From the records below, copy each line in which the string "tests" occurs.
Segment Start: DATA
PR #4090, opened 2022-05-11
fix: possible overflow in difficulty calculation (fixes #3923)

### LINKED ISSUE #3923: Downcasting in difficulty calculation can lead to overflow
The [difficulty calculation](https://github.com/tari-project/tari/blob/c0750b7496d62efdde43d9d053c3f49c51299c83/base_layer/core/src/proof_of_work/difficulty.rs#L119) has an overflow issue:

```rust 
pub(crate) fn big_endian_difficulty(hash: &[u8]) -> Difficulty {
        let scalar = U256::from_big_endian(hash); // Big endian so the hash has leading zeroes
        let result = U256::MAX / scalar;
        result.low_u64().into()
    }
```

Here, `scalar` is the target for the mining algorithm. The smaller the target, the more difficult it is to find a hash with the requisite number of leading zeroes.

The definition of difficulty is `TARGET_MAX / target`. Once target falls below 2^192, the difficulty will overflow to zero, since we downcast to 64 bits by truncating the highest portion of the actual difficulty.

Now, this is possibly only a theoretical problem since we need a ridiculous hashrate before this become an eventuality. We will certainly have native 256-bit integers long before this happens. 

However, to protect against weird things happening, it might be better to prevent the overflow anyway by returning `u64::max` if scalar <= 2^192.

jorgeantonio21:
Description
 - First attempt to tackle issue #3923

Motivation and Context
 - The main goal is to avoid possible overflow of difficulty, which even though extremely unlikely, it is a possible scenario. 

How Has This Been Tested?
 - So far, changes have not been tested. I am more than happy to get recommendations of tests. I haven't add them at the moment because it is not clear how to build an hash whose big endian is a scalar less than 2^192. I am therefore, very interested to understand this concept and add tests accordingly.

### DIFF
--- a/base_layer/core/src/proof_of_work/difficulty.rs
+++ b/base_layer/core/src/proof_of_work/difficulty.rs
@@ -129,10 +129,41 @@ pub mod util {
         let result = U256::MAX / scalar;
         result.low_u64().into()
     }
+
+    #[cfg(test)]
+    mod test {
+        use super::*;
+
+        #[test]
+        fn high_target() {
+            let target: &[u8] = &[
+                0xff, 0xff, 0xff, 0x0, 0x0, 0x0, 0x0, 0x0, 0x0, 0x0, 0x0, 0x0, 0x0, 0x0, 0x0, 0x0, 0x0, 0x0, 0x0, 0x0,
+                0x0, 0x0, 0x0, 0x0, 0x0, 0x0, 0x0, 0x0, 0x0, 0x0, 0x0, 0x0,
+            ];
+            let expected = Difficulty::from(1);
+            assert_eq!(big_endian_difficulty(target), expected);
+        }
+
+        #[test]
+        fn max_difficulty() {
+            let target = U256::MAX / U256::from(u64::MAX);
+            let mut bytes = [0u8; 32];
+            target.to_big_endian(&mut bytes);
+            assert_eq!(big_endian_difficulty(&bytes), Difficulty::from(u64::MAX));
+        }
+
+        #[test]
+        fn stop_overflow() {
+            let target: u64 = 64;
+            let expected = u64::MAX;
+            assert_eq!(big_endian_difficulty(&target.to_be_bytes()), Difficulty::from(expected));
+        }
+    }
 }
+
 #[cfg(test)]
 mod test {
-    use crate::proof_of_work::difficulty::{Difficulty, util::big_endian_difficulty};
+    use crate::proof_of_work::difficulty::Difficulty;
 
     #[test]
     fn add_difficulty() {
@@ -149,25 +180,4 @@ mod test {
         let d = Difficulty::from(1_000_000);
         assert_eq!("1,000,000", format!("{}", d));
     }
-
-    #[test]
-    fn high_target() {
-        let target: &[u8] = &[0xff, 0xff, 0xff, 0x0, 0x0, 0x0, 0x0, 0x0, 0x0, 0x0, 0x0, 0x0, 0x0, 0x0, 0x0, 0x0, 0x0, 0x0, 0x0, 0x0, 0x0, 0x0, 0x0, 0x0, 0x0, 0x0, 0x0, 0x0, 0x0, 0x0, 0x0, 0x0 ];
-        let expected = Difficulty::from(1);
-        assert_eq!(big_endian_difficulty(target), expected);
-    } 
-
-    #[test]
-    fn max_difficulty() {
-        let target = u64::MAX;
-        let expected = u64::MAX;
-        assert_eq!(big_endian_difficulty(&target.to_be_bytes()), Difficulty::from(expected));
-    } 
-
-    #[test]
-    fn stop_overflow() {
-        let target: u64 = 64;
-        let expected = u64::MAX;
-        assert_eq!(big_endian_difficulty(&target.to_be_bytes()), Difficulty::from(expected));
-    } 
 }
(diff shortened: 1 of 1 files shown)


base_layer/core/src/proof_of_work/difficulty.rs
```diff
@@ -118,6 +118,9 @@ pub mod util {
     /// This will provide the difficulty of the hash assuming the hash is big_endian
     pub(crate) fn big_endian_difficulty(hash: &[u8]) -> Difficulty {
         let scalar = U256::from_big_endian(hash); // Big endian so the hash has leading zeroes
+        if scalar <= U256::from(2).pow(U256::from(192)) {
+            return u64::MAX.into();
+        }
```
CjS77: It's simpler to do the U256 division in #124 first, and then check for overflow:

```
let scalar = U256::from_big_endian(hash);
let result = U256::MAX / scalar;
let result = result.min(u64::MAX.into())
```

jorgeantonio21: Thank you for the suggestion, I changed the code accordingly.

CjS77:
You can also write simple unit tests that are something like

```rust
#[test]
fn high_target() {
 let target: &[u8] = &[0xff, 0xff, 0xff, 0x0, 0x0, 0x0, 0x0, 0x0, 0x0, 0x0, 0x0, 0x0, 0x0, 0x0, 0x0, 0x0, 0x0, 0x0, 0x0, 0x0, 0x0, 0x0, 0x0, 0x0, 0x0, 0x0, 0x0, 0x0, 0x0, 0x0, 0x0, 0x0 ];
let expected = 1; # replace by the actual difficulty
assert!(big_endian_difficulty(target), expected);
} 

#[test]
fn max_difficulty() {
 let target = u64::MAX;
let expected = 1; # replace by the actual difficulty
assert!(big_endian_difficulty(target.to_be_bytes()), expected);
} 

#[test]
fn stop_overflow() {
 let target = 64;
let expected = u64::MAX; # replace by the actual difficulty
assert!(big_endian_difficulty(target.to_be_bytes()), expected);
} 
```

jorgeantonio21:
> ```rust
> #[test]
> fn high_target() {
>  let target: &[u8] = &[0xff, 0xff, 0xff, 0x0, 0x0, 0x0, 0x0, 0x0, 0x0, 0x0, 0x0, 0x0, 0x0, 0x0, 0x0, 0x0, 0x0, 0x0, 0x0, 0x0, 0x0, 0x0, 0x0, 0x0, 0x0, 0x0, 0x0, 0x0, 0x0, 0x0, 0x0, 0x0 ];
> let expected = 1; # replace by the actual difficulty
> assert!(big_endian_difficulty(target), expected);
> } 
> 
> #[test]
> fn max_difficulty() {
>  let target = u64::MAX;
> let expected = 1; # replace by the actual difficulty
> assert!(big_endian_difficulty(target.to_be_bytes()), expected);
> } 
> 
> #[test]
> fn stop_overflow() {
>  let target = 64;
> let expected = u64::MAX; # replace by the actual difficulty
> assert!(big_endian_difficulty(target.to_be_bytes()), expected);
> } 
> ```

I added these tests, with minor mods to get the correct values. Thank you for the suggestion

base_layer/core/src/proof_of_work/difficulty.rs
```diff
@@ -131,7 +132,7 @@ pub mod util {
 }
 #[cfg(test)]
```
CjS77, line 164: you'll need to move your tests into a new module inside the utils mod so that they get compiled under the same feature flag.

base_layer/core/src/proof_of_work/difficulty.rs
```diff
@@ -148,4 +149,25 @@ mod test {
...
+    #[test]
+    fn high_target() {
+        let target: &[u8] = &[0xff, 0xff, 0xff, 0x0, 0x0, 0x0, 0x0, 0x0, 0x0, 0x0, 0x0, 0x0, 0x0, 0x0, 0x0, 0x0, 0x0, 0x0, 0x0, 0x0, 0x0, 0x0, 0x0, 0x0, 0x0, 0x0, 0x0, 0x0, 0x0, 0x0, 0x0, 0x0 ];
+        let expected = Difficulty::from(1);
+        assert_eq!(big_endian_difficulty(target), expected);
+    } 
+
+    #[test]
+    fn max_difficulty() {
+        let target = u64::MAX;
```
CjS77: This is actually the same test case as the one below. What you want here is a test that captures the path where the result in L#121 is equal to u64::MAX, such that the min function doesn't actually apply.

This should suffice:


            let target = U256::MAX / U256::from(u64::MAX);
            let mut bytes = [0u8; 32];
            target.to_big_endian(&mut bytes);
            assert_eq!(big_endian_difficulty(&bytes), Difficulty::from(u64::MAX));

CjS77 (commented):
Looking good. If you could finlise the test cases to improve the coverage slightly, and not keep feature flags consistent, we should be good.

(And a note that the `little_endian` version has the same bug, but this is for another PR)

CjS77:
I think you also need to run `cargo fmt -p tari_core` to pass the clippy tests here.

base_layer/core/src/proof_of_work/difficulty.rs
jorgeantonio21: Good point, I understand the logic and refactored the code accordingly. In this case, L#122 computes the min between the two values of `u64::MAX`, as represented by type `U256`, am I correct? 

If I am not missing something, we now have test coverage for each possible situation regarding the method `big_endian_difficulty`.

base_layer/core/src/proof_of_work/difficulty.rs
jorgeantonio21: I moved the tests to a test mod inside the utils mod, accordingly.

jorgeantonio21:
> I think you also need to run `cargo fmt -p tari_core` to pass the clippy tests here.

I did so, but for some reason I don't understand, the clippy tests continue to fail.

CjS77 (approved):
LGTM - assuming tests pass

PR #4092, opened 2022-05-11
fix(wallet header): remove function argument

brianp:
Description
---
As per https://github.com/tari-project/tari/commit/fcbdb0a424f66b9c77ca5334aec72290b07c7593 we removed the `network` argument from `comms_config_create` but forgot to remove it from the header file causing mobile builds to fail.

Motivation and Context
---
Corrective actions.

How Has This Been Tested?
---
It's been tested in the iOS build that went from not working to working.


sdbondi (approved):
Good catch!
Segment End: DATA
-- REPLY TO THE TASK --
 - So far, changes have not been tested. I am more than happy to get recommendations of tests. I haven't add them at the moment because it is not clear how to build an hash whose big endian is a scalar less than 2^192. I am therefore, very interested to understand this concept and add tests accordingly.
You can also write simple unit tests that are something like
I added these tests, with minor mods to get the correct values. Thank you for the suggestion
CjS77, line 164: you'll need to move your tests into a new module inside the utils mod so that they get compiled under the same feature flag.
I think you also need to run `cargo fmt -p tari_core` to pass the clippy tests here.
jorgeantonio21: I moved the tests to a test mod inside the utils mod, accordingly.
> I think you also need to run `cargo fmt -p tari_core` to pass the clippy tests here.
I did so, but for some reason I don't understand, the clippy tests continue to fail.
LGTM - assuming tests pass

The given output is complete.